We investigate the relative and incremental usefulness of earning, cash flows, accruals and book values of financially distressed firms to extend our understanding of the price–earnings relationships of distressed firms. As expected, we find that earnings usefulness deteriorates with the onset of distress. We document that the decline in usefulness of earnings is initially gradual and then steep. We also document a surprisingly comparable decline in the usefulness of operating cash flows. Further, we find that accruals continue to provide incrementally useful information beyond cash flows up to 1 year prior to the bankruptcy or liquidation election. Our results hold even when the effects of book values and solvency measures are controlled.
Repeatedly, accounting earnings have been found to be the premier measure of performance for shareholder value (Barth et al., 2001, Biddle et al., 1995, Chambers et al., 1999, Dechow, 1994 and Penman and Sougiannis, 1998). However, studies of troubled firms report that the usefulness of earnings deteriorates with the onset of financial distress. For example, Burgstahler and Dichev (1997), Collins et al. (1999) and Hayn (1995) report that the earnings of firms with losses cannot explain positive share values. These studies report that the missing information is the implicit value proxied by book value. Hence, book value provides useful information about the liquidation value of the assets. Thus, positive earnings are sufficient to explain value, but negative earnings are not. Book value takes over as the determinant of share price.

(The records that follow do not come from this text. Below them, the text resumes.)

PR #3000, opened 2024-07-26
fix: Disable debug trace

### LINKED ISSUE #2375: Suppress Assertion failed dialog when mutant uses invalid value verified by System.Diagnostics.Debug.Assert.
Mutating code that uses `System.Diagnostics.Debug.Assert( ... )` will show modal 'Assertion failed: abort / retry / ignore?' dialog  
example: string mutation on `string arg` will trigger dialog for `Debug.Assert(arg != "")`

No 'Assertion failed' dialogs shown.

1. remove all `Debug.Assert` calls from my code, but then i loose (my) sanity checks.
2. replace all `Debug.Assert(expr)` with `if(!expr) throw Exception()`, but then i will have useless checks in release code.

**My proposal solution**
1. Replace all `Debug.Assert(expr)` with `if(!expr) throw new Exception()` when mutating code. (This should also mark mutant as killed)

dupdob:
Make Stryker compatible with debug assertions logic, so that a mutant is considered as killed if it result in a failed assertion.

Since earnings and book values are steeped in accounting rules and management choices, some theorists and practitioners argue that operating cash flows are conceptually preferable. Arbitrary rules and management manipulations of accruals do not contaminate cash flows. Hanna (1995) reports that cash flows of distressed firms are more value relevant than are earnings. Black's (1998) study of the incremental usefulness of earnings and cash flows over the life cycle provides similar results for firms in decline.
These studies and the increased U.S. business failure rates, starting in the early eighties and persisting to the present (Council of Economic Advisers, 2001), motivate the following questions. When do earnings lose their premier place in explaining value for distressed firms? Do cash flows also suffer a similar degradation in usefulness? Can book values offset the degradations? What is the intertemporal behavior of the incremental usefulness of accruals?
The motivation for these questions derives from the assumption of going concern. Accruals are expected to lose their value relevance with the onset of severe distress. In contrast, cash flows capture the ability of firms to meet short-term obligations and determine their ability to survive the early signs of distress. Hence, theorists often assert that cash flows are more useful than earnings in cases of distress (Black, 1998). In addition, Burgstahler and Dichev (1997) find that book values of loss firms are more value relevant. Specifically, for distressed firms, book values are more useful than earnings (or losses), as firms adapt their resources to alternative uses, including liquidation. Thus, book value provides ‘downside protection’ to distressed firms.
We study distressed firms from an ex post perspective: we sample delisted firms whose stocks are delisted as a result of either bankruptcy or liquidation elections. We measure the value relevance of earnings, operating cash flows, book value, and accruals on an intertemporal basis, beginning 8 years prior to delisting. The choice of 8 years follows Altman et al. (1977), who reported that distress is discernible as early as 5 years before bankruptcy. Our findings indicate that the explanatory usefulness of all three measures (earnings, cash flows, and cash flows with accruals) degrades earlier than the eighth year. The usefulness of book values also declines prior to the eighth year, but its decline is more gradual than the decline in usefulness of the three operating performance measures. The severity of the decline in usefulness of cash flows and cash flow plus accruals is unexpected, given the preferences for cash flow over earnings. These results hold when book values are used jointly with the operating measures. But unexpectedly, the deterioration in cash flows is at least as severe as is the decline in earnings. Finally, our results suggest that accruals are value relevant up to the point of delisting.
The remaining Sections of this study are: hypotheses and models (Section 2), statistical tests (Section 3), sample selection and descriptive statistics (Section 4), results (Section 5) and conclusion (Section 6).
We evaluate the performance of earnings and cash flows on relative usefulness and incremental usefulness in a model that associates stock prices with these two measures of performance. Our purpose is to provide evidence about the behavior of the usefulness of accounting information (earning, cash flows and accruals) from the onset of distress to its culmination in either bankruptcy or liquidation. We find that earnings suffer significant and substantial declines in relative usefulness. But cash flows are not immune. They also suffer the same deterioration. Our evaluation of incremental usefulness of cash flows and accruals are similar. Both deteriorate. Thus, while cash flow information may be more useful than earnings of distressed firms, its ability to explain share prices is not impressive and diminishes with the onset of operating problems. Unexpectedly, usefulness of accruals remains significant throughout the firm's decline, which contradicts assertions that accruals are arbitrary.